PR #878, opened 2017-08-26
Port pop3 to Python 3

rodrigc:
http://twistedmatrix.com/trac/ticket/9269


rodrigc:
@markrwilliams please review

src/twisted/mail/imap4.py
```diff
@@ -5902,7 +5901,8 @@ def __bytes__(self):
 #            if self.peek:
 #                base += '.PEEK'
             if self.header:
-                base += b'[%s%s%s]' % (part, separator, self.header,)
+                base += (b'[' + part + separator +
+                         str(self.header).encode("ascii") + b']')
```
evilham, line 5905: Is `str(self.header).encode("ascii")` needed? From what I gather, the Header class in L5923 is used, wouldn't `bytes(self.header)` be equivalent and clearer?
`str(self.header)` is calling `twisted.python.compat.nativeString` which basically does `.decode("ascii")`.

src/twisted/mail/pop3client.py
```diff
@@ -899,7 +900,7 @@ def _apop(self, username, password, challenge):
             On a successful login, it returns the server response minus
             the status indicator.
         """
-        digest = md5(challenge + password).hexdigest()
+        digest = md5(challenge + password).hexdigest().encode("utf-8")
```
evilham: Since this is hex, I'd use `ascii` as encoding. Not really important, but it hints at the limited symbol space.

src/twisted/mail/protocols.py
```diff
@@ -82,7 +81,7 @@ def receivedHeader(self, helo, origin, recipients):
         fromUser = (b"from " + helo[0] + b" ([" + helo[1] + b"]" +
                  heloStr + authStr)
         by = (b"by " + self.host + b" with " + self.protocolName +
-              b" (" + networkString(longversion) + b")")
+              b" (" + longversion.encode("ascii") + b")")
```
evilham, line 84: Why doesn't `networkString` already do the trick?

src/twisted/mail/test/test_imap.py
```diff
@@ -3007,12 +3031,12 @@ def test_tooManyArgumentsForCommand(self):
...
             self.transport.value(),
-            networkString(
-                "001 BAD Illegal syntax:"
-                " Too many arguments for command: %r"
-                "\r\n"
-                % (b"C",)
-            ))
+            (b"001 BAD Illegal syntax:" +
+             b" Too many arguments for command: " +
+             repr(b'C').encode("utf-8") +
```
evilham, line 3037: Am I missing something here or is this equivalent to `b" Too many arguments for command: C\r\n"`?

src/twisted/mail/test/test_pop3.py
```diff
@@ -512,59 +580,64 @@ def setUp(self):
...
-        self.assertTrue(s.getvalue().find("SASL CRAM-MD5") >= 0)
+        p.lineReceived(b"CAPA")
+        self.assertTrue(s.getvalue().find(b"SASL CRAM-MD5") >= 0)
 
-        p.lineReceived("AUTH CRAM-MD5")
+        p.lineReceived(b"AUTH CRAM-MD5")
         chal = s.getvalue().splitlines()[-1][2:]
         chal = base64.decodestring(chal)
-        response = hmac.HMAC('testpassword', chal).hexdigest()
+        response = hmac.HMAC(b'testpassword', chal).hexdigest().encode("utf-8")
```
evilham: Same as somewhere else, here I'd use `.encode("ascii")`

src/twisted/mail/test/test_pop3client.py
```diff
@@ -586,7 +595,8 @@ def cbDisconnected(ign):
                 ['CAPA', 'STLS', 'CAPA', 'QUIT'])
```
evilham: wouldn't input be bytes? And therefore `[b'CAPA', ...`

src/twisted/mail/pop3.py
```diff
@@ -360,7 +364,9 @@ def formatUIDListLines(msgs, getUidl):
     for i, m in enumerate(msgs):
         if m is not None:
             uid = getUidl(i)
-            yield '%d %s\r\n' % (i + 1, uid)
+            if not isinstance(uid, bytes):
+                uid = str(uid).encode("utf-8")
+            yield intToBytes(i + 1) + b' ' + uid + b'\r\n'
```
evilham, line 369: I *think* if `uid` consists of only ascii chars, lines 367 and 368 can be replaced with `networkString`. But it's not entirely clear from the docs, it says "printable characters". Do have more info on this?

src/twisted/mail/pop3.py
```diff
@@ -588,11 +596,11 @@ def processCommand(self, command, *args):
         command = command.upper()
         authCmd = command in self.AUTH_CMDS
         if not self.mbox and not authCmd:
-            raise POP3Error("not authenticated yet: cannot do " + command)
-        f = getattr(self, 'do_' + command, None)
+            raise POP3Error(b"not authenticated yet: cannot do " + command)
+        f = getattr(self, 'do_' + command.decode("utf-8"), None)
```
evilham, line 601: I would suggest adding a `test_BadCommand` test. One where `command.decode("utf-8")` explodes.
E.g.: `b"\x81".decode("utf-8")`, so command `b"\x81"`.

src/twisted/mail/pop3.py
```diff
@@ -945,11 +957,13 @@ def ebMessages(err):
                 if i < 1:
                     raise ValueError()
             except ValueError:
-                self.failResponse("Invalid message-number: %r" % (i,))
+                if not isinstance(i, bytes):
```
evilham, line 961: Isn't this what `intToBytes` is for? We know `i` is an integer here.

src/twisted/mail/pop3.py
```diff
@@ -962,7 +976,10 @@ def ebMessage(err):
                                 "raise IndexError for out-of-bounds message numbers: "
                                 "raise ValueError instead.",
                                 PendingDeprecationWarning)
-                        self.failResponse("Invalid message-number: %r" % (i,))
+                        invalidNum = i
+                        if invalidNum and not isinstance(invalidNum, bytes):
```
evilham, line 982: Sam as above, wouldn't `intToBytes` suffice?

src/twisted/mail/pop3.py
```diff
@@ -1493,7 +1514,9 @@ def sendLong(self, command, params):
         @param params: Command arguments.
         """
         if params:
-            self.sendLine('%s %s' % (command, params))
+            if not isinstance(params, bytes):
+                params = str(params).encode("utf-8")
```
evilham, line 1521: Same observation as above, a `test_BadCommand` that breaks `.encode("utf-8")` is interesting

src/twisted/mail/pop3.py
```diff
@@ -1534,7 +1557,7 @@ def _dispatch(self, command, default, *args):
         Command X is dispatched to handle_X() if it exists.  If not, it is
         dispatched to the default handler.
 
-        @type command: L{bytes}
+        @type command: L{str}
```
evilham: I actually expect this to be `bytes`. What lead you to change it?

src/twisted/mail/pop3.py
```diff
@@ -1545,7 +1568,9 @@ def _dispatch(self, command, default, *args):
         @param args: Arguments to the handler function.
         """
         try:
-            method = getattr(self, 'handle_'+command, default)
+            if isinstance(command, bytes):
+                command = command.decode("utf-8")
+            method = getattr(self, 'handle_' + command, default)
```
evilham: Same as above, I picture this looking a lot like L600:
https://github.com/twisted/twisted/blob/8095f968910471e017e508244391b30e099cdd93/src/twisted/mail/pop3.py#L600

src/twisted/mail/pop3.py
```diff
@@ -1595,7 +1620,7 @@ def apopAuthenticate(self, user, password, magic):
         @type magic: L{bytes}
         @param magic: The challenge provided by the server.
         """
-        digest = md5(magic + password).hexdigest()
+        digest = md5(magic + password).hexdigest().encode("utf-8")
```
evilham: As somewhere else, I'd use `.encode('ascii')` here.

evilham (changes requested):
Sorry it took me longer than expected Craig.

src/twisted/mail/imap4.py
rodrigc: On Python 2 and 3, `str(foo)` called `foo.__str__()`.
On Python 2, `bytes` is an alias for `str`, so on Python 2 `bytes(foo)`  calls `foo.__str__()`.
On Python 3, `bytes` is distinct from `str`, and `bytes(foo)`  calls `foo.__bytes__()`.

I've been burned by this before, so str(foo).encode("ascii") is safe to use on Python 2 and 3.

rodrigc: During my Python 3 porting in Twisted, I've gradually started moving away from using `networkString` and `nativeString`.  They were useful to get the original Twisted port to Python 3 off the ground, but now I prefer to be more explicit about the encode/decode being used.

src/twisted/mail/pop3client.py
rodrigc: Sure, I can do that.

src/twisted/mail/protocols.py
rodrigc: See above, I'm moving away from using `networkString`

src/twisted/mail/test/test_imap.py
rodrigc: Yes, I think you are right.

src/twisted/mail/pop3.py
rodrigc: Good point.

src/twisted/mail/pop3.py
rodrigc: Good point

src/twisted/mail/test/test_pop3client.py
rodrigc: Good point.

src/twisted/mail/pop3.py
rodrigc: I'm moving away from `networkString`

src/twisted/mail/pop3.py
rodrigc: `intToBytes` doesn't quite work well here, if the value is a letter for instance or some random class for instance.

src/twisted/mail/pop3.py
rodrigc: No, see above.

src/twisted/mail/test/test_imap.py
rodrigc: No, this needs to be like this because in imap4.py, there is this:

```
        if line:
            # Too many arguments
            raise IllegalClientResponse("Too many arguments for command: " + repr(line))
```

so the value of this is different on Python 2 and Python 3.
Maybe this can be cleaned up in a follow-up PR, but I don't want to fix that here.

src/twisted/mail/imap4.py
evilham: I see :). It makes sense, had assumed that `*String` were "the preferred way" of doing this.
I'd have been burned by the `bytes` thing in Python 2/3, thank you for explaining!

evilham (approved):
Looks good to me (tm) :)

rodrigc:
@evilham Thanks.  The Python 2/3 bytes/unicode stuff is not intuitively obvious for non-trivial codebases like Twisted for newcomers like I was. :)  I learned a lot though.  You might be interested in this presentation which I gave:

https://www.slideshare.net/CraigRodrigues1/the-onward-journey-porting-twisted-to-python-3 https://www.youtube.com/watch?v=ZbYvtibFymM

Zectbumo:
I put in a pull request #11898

####

- **PROBLEM TO SOLVE**
Go through the material above, and wherever a line contains the string "HMAC", return it.

- **SOLUTION**
-        response = hmac.HMAC('testpassword', chal).hexdigest()
+        response = hmac.HMAC(b'testpassword', chal).hexdigest().encode("utf-8")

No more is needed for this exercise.